(Collected data entries)

******

PR #1342, opened 2016-09-30
C2 status string refactor

jessieay:
* This is for the status we show for draft auctions
* We were using methods on C2 presenters, but this works just as well

### DIFF
--- a/app/view_models/admin/draft_list_item.rb
+++ b/app/view_models/admin/draft_list_item.rb
@@ -15,7 +15,7 @@ class Admin::DraftListItem < Admin::BaseViewModel
 
   def c2_proposal_status
     if auction.purchase_card == 'default'
-      c2_proposal_status_presenter.status
+      I18n.t("drafts.c2_status.#{auction.c2_status}.status")
     else
       'N/A'
     end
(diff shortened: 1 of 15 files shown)


app/view_models/admin/draft_list_item.rb
```diff
@@ -15,7 +15,7 @@ def id
 
   def c2_proposal_status
     if auction.purchase_card == 'default'
-      c2_proposal_status_presenter.status
+      I18n.t("drafts.c2_status.#{auction.c2_status}.status")
```
harrisj: I was wondering why we didn't do this earlier. I had assumed we were being explicit for a reason instead of doing conventions vs. configuration

harrisj: I guess in many cases we are also doing interpolation in there too

jessieay: I am not sure why -- I think that using the C2 presenters made sense when all we had was C2 presenters. Also, I believe this was implemented before we were using I18n, so interpolation would not have been an option since we were just returning strings.

harrisj:
Only failing test is that one we need to resolve, so merging

Issue #1317, opened 2016-09-28
Update namespacing for purchase-card-specific presenter


jessieay:
`AdminAuctionStatusPresenter::Accepted` is only used for the default purchase card. We should include that in the name of the presenter like we do for `AdminAuctionStatusPresenter::OtherPcard::Accepted` -- same goes for any other presenters that should be namespaced based on the purchase card

PR #1345, opened 2016-09-30
Include pcard namespace for "accepted" presenter

jessieay:
* To be consistent with "other pcard" presenter
* Closes https://github.com/18F/micropurchase/issues/1317


harrisj:
LGTM!

PR #1346, opened 2016-09-30
Style tweaks to header

jessieay:
* Make it match prototype more
* Change "sign in" copy
* Closes https://github.com/18F/micropurchase/issues/1191

Before:

screen shot 2016-09-30 at 4 25 24 pm

After:

screen shot 2016-09-30 at 4 35 52 pm


harrisj:
LGTM

PR #1347, opened 2016-10-01
Improve onboarding docs

jessieay:
* We should also have a policy if assigning someone to respond to NR
  alerts each week so they don't just hang around.


harrisj:
LGTM!

PR #1349, opened 2016-10-03
Admins receive email when vendors finish work

### LINKED ISSUE #1266: Admin Email Notification - Winning vendor is done with work
As an admin of micropurchase, so that I don't have to go to the show page to check whether a winning vendor has started work, I want the system to notify me when a vendor has completed work via email. This email should go to as many admins as possible.

- [x] **Scenario: System sends email notification to micropurchase admins that vendor has completed work**
- Given there is a published auction
- And that auction has ended
- And that auction has a winner
- And the winner has completed work [(clicked the "I'm done" button)](https://github.com/18F/micropurchase/issues/1000)
- Then the system should send an automated email to the all micropurchase admins
- And the email content should be as follows

> From: 		micropurchase@gsa.gov
> To address: 	[micropurchase admin email alias]
> Subject: 		[auction.winner.name] delivered on auction “[auction.name]”.
> Howdy,
> [auction.winner.name] recently finished working on “[auction.name]”. You can view their work here: [pull request URL] 
> Please review [auction.winner.name]’s work with the customer, and either accept or reject it by signing in and visiting: [auction.url]

harrisj:
Fixes #1266

### DIFF
--- a/app/mailers/admin_mailer.rb
+++ b/app/mailers/admin_mailer.rb
@@ -14,4 +14,18 @@ class AdminMailer < ActionMailer::Base
       reply_to: 'micropurchase@gsa.gov'
     )
   end
+
+  def vendor_finished_work(auction:)
+    @auction = auction
+    winning_bid = WinningBid.new(@auction).find
+    winner = winning_bid.bidder
+    @winner_name = winner.name || winner.github_login
+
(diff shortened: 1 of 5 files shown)


adelevie:
LGTM 🍧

******

TO DO
An exact copy of every entry is what's needed, so retype them all.

RESPONSE BOX
PR #1342, opened 2016-09-30
C2 status string refactor

jessieay:
* This is for the status we show for draft auctions
* We were using methods on C2 presenters, but this works just as well

### DIFF
--- a/app/view_models/admin/draft_list_item.rb
+++ b/app/view_models/admin/draft_list_item.rb
@@ -15,7 +15,7 @@ class Admin::DraftListItem < Admin::BaseViewModel
 
   def c2_proposal_status
     if auction.purchase_card == 'default'
-      c2_proposal_status_presenter.status
+      I18n.t("drafts.c2_status.#{auction.c2_status}.status")
     else
       'N/A'
     end
(diff shortened: 1 of 15 files shown)


app/view_models/admin/draft_list_item.rb
```diff
@@ -15,7 +15,7 @@ def id
 
   def c2_proposal_status
     if auction.purchase_card == 'default'
-      c2_proposal_status_presenter.status
+      I18n.t("drafts.c2_status.#{auction.c2_status}.status")
```
harrisj: I was wondering why we didn't do this earlier. I had assumed we were being explicit for a reason instead of doing conventions vs. configuration

harrisj: I guess in many cases we are also doing interpolation in there too

jessieay: I am not sure why -- I think that using the C2 presenters made sense when all we had was C2 presenters. Also, I believe this was implemented before we were using I18n, so interpolation would not have been an option since we were just returning strings.

harrisj:
Only failing test is that one we need to resolve, so merging

Issue #1317, opened 2016-09-28
Update namespacing for purchase-card-specific presenter


jessieay:
`AdminAuctionStatusPresenter::Accepted` is only used for the default purchase card. We should include that in the name of the presenter like we do for `AdminAuctionStatusPresenter::OtherPcard::Accepted` -- same goes for any other presenters that should be namespaced based on the purchase card

PR #1345, opened 2016-09-30
Include pcard namespace for "accepted" presenter

jessieay:
* To be consistent with "other pcard" presenter
* Closes https://github.com/18F/micropurchase/issues/1317


harrisj:
LGTM!

PR #1346, opened 2016-09-30
Style tweaks to header

jessieay:
* Make it match prototype more
* Change "sign in" copy
* Closes https://github.com/18F/micropurchase/issues/1191

Before:

screen shot 2016-09-30 at 4 25 24 pm

After:

screen shot 2016-09-30 at 4 35 52 pm


harrisj:
LGTM

PR #1347, opened 2016-10-01
Improve onboarding docs

jessieay:
* We should also have a policy if assigning someone to respond to NR
  alerts each week so they don't just hang around.


harrisj:
LGTM!

PR #1349, opened 2016-10-03
Admins receive email when vendors finish work

### LINKED ISSUE #1266: Admin Email Notification - Winning vendor is done with work
As an admin of micropurchase, so that I don't have to go to the show page to check whether a winning vendor has started work, I want the system to notify me when a vendor has completed work via email. This email should go to as many admins as possible.

- [x] **Scenario: System sends email notification to micropurchase admins that vendor has completed work**
- Given there is a published auction
- And that auction has ended
- And that auction has a winner
- And the winner has completed work [(clicked the "I'm done" button)](https://github.com/18F/micropurchase/issues/1000)
- Then the system should send an automated email to the all micropurchase admins
- And the email content should be as follows

> From: 		micropurchase@gsa.gov
> To address: 	[micropurchase admin email alias]
> Subject: 		[auction.winner.name] delivered on auction “[auction.name]”.
> Howdy,
> [auction.winner.name] recently finished working on “[auction.name]”. You can view their work here: [pull request URL] 
> Please review [auction.winner.name]’s work with the customer, and either accept or reject it by signing in and visiting: [auction.url]

harrisj:
Fixes #1266

### DIFF
--- a/app/mailers/admin_mailer.rb
+++ b/app/mailers/admin_mailer.rb
@@ -14,4 +14,18 @@ class AdminMailer < ActionMailer::Base
       reply_to: 'micropurchase@gsa.gov'
     )
   end
+
+  def vendor_finished_work(auction:)
+    @auction = auction
+    winning_bid = WinningBid.new(@auction).find
+    winner = winning_bid.bidder
+    @winner_name = winner.name || winner.github_login
+
(diff shortened: 1 of 5 files shown)


adelevie:
LGTM 🍧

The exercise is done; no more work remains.